More Than Mardi Gras: The History Of Creole Cuisine In Los Angeles


Los Angeles Street scene at Uncle Darrow’s in the 1990s with people standing outside. Street scene at Uncle Darrow’s on Venice Boulevard in the 1990s. Darrow’s New Orleans Grill

From Harold and Belle’s to Uncle Darrow’s, a history of Creole food in Los Angeles

Walking through the ornate wooden doors of Harold & Belle’s, the clamor of traffic on Jefferson Boulevard transforms into the lively hum of the LA restaurant’s Sunday lunch rush. Chaka Khan croons over the speakers in concert with the shuffle of pots and pans echoing from the kitchen just past the bar. Waiting in the foyer, a young woman with two of her friends comments on how the nutty scent of a roux waiting to be stirred into filé gumbo reminds her of home during the holidays. A man gazing at the smooth cream walls displaying captured memories and newspaper clippings asks his wife if one of the women in a photo is her former bridge club member.

One by one, a young hostess seats each party at their table in the grand dining room. Upon being seated, a basket of crispy French bread appears. A hungry child dining with his family hastily unwraps the dark cloth napkin on top to reveal a buttery visage glistening under the light fixtures reminiscent of the street lamps found in the French Quarter. A couple of tables over, a woman on vacation from Italy scoops up the last of the popular crawfish etouffee, melding the luscious sauce into the nooks of her remaining French bread. At the tail end of the meal, owners Ryan and Jessica Legaux are likely to meander over and ask about the food. This is only after they’ve spent the last five minutes checking in with a family celebrating a birthday at the restaurant for the 10th year in a row. With a smile, they entice diners with a final course option of bread pudding, peach cobbler, or beignets. Those familiar with the culture know this brand of Southern hospitality over decadent food is the Creole way of life.

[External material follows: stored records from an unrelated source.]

PR #1674, opened 2015-10-23
Remove references from analyzers to Microsoft.CodeAnalysis.Workspaces

### LINKED ISSUE #1659: Violations of SA1113 are not reported in the MSBuild output
See #1658 for a clear example. The pull request introduces two violations of SA1113, in addition to violations of SA1116 and SA1117. When you open the solution in Visual Studio, all of these warnings are reported in the Error List window. When you build the project, only SA1116 and SA1117 are included in the build output (see [AppVeyor for example](https://ci.appveyor.com/project/sharwell/stylecopanalyzers/build/1.0.2044)).

:memo: SA1113 is implemented in [SA1113CommaMustBeOnSameLineAsPreviousParameter](https://github.com/DotNetAnalyzers/StyleCopAnalyzers/blob/master/StyleCop.Analyzers/StyleCop.Analyzers/ReadabilityRules/SA1113CommaMustBeOnSameLineAsPreviousParameter.cs).

sharwell:
Analyzers are not allowed to directly or indirectly reference the **Microsoft.CodeAnalysis.Workspaces** assembly. This means analyzers cannot reference members of code fix providers.

* Refactor several classes to make it easier to spot violations of this rule.
* Fixes #1659, which was caused by the use of properties from `TokenSpacingCodeFixProvider` inside of various analyzers.


vweijsters:
:+1: Changes look good to me.

What a nasty kind of dependency problems. Do you think its worth to have some unit tests that will verify this kind of dependency?

sharwell:
@vweijsters I took a more extreme approach. With two assemblies, it is now impossible for our analyzers to reference types that would cause this problem.

vweijsters:
:+1:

The image of streetcars, meat markets selling Creole sausage, and bakeries churning out fresh king cakes might conjure images of the French Quarter in New Orleans. However, this scene was once the norm for South Los Angeles. Back in the 1950s and ‘60s, people would step off the J line streetcar and be in the center of what was known as Little New Orleans, an area along Jefferson Boulevard between Arlington and 10th Avenue. Men socializing on porches over hogs head cheese discuss the latest events in New Orleans. Mothers scold their impatient children in Kouri-Vini while waiting in line for catfish at Girard’s Louisiana Fish Market. The aroma of perfectly toasted French bread wafts out of Big Loaf Bakery and tantalizes pedestrians.

People wait at a street car in Los Angeles in the late 1950s. People wait at a passenger platform on the western end of the J Line at the 10th Avenue loop in March, 1956. Image courtesy L. Swanson Photo, Andy Goddard Collection.